# Dataset extract:

========================================================================

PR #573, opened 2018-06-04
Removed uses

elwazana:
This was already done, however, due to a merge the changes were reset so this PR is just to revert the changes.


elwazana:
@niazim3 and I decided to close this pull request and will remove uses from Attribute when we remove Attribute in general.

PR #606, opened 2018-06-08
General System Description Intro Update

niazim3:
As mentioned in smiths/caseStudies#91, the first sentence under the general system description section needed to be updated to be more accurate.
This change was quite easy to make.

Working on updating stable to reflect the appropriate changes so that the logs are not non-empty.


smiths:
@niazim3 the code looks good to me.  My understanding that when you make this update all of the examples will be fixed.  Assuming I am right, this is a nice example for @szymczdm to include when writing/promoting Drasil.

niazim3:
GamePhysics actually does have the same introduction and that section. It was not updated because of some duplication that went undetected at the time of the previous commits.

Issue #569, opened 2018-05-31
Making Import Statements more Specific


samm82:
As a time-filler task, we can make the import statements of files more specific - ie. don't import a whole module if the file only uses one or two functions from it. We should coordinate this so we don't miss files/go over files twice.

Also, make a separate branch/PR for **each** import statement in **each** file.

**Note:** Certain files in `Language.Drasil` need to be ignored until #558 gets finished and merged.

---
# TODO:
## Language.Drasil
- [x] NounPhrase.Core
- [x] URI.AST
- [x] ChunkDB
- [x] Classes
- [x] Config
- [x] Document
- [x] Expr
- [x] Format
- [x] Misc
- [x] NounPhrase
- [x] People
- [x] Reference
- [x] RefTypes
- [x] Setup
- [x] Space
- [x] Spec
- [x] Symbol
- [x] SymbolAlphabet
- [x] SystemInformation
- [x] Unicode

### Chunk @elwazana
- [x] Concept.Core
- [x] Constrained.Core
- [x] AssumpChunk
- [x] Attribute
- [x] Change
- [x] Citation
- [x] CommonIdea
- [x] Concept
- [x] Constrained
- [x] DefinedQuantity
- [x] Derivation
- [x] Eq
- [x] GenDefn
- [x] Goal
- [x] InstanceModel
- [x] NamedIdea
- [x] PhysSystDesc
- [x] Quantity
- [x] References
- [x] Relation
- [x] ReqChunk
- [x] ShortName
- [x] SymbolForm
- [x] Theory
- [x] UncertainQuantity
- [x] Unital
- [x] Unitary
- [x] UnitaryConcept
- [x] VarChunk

========================================================================

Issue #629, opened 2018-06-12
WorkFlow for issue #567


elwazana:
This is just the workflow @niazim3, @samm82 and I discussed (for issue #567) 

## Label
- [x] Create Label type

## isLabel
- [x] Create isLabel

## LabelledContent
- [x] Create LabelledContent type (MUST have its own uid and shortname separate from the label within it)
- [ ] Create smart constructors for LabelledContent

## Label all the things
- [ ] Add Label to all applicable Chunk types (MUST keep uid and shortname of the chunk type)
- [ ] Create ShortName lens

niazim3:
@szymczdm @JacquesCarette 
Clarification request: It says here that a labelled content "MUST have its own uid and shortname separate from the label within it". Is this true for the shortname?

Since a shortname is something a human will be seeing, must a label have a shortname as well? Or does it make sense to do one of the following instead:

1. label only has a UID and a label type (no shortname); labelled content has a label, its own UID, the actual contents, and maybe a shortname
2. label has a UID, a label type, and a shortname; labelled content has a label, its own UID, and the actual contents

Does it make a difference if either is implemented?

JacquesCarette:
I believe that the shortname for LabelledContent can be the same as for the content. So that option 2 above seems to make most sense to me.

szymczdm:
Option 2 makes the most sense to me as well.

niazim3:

========================================================================

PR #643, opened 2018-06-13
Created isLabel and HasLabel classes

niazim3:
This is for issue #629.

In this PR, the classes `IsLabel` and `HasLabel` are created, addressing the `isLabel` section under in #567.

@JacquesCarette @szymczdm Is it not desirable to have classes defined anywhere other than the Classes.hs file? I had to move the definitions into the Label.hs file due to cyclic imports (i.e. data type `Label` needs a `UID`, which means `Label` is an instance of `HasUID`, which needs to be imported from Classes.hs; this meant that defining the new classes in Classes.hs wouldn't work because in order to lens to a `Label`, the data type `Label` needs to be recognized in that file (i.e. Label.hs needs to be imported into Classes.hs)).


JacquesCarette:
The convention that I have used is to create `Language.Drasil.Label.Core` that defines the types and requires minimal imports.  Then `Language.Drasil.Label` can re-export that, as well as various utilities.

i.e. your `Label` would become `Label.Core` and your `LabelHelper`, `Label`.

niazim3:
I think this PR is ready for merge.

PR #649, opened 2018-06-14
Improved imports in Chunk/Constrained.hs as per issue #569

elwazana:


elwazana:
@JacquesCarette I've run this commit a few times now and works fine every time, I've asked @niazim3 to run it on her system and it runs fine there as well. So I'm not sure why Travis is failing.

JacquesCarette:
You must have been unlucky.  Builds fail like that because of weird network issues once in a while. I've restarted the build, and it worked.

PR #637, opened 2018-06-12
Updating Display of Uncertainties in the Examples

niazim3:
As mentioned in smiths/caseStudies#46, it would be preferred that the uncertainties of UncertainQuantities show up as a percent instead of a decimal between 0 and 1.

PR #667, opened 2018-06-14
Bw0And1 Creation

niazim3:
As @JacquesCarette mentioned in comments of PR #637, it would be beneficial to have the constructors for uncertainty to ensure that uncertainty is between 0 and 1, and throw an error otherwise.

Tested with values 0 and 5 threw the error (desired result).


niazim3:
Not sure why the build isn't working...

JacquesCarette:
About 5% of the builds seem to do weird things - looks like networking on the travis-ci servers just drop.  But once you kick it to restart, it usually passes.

========================================================================

Pull out every line of the records above that contains the word "opened".

# Exercise solution:
PR #573, opened 2018-06-04
PR #606, opened 2018-06-08
Issue #569, opened 2018-05-31
Issue #629, opened 2018-06-12
PR #643, opened 2018-06-13
PR #649, opened 2018-06-14
PR #637, opened 2018-06-12
PR #667, opened 2018-06-14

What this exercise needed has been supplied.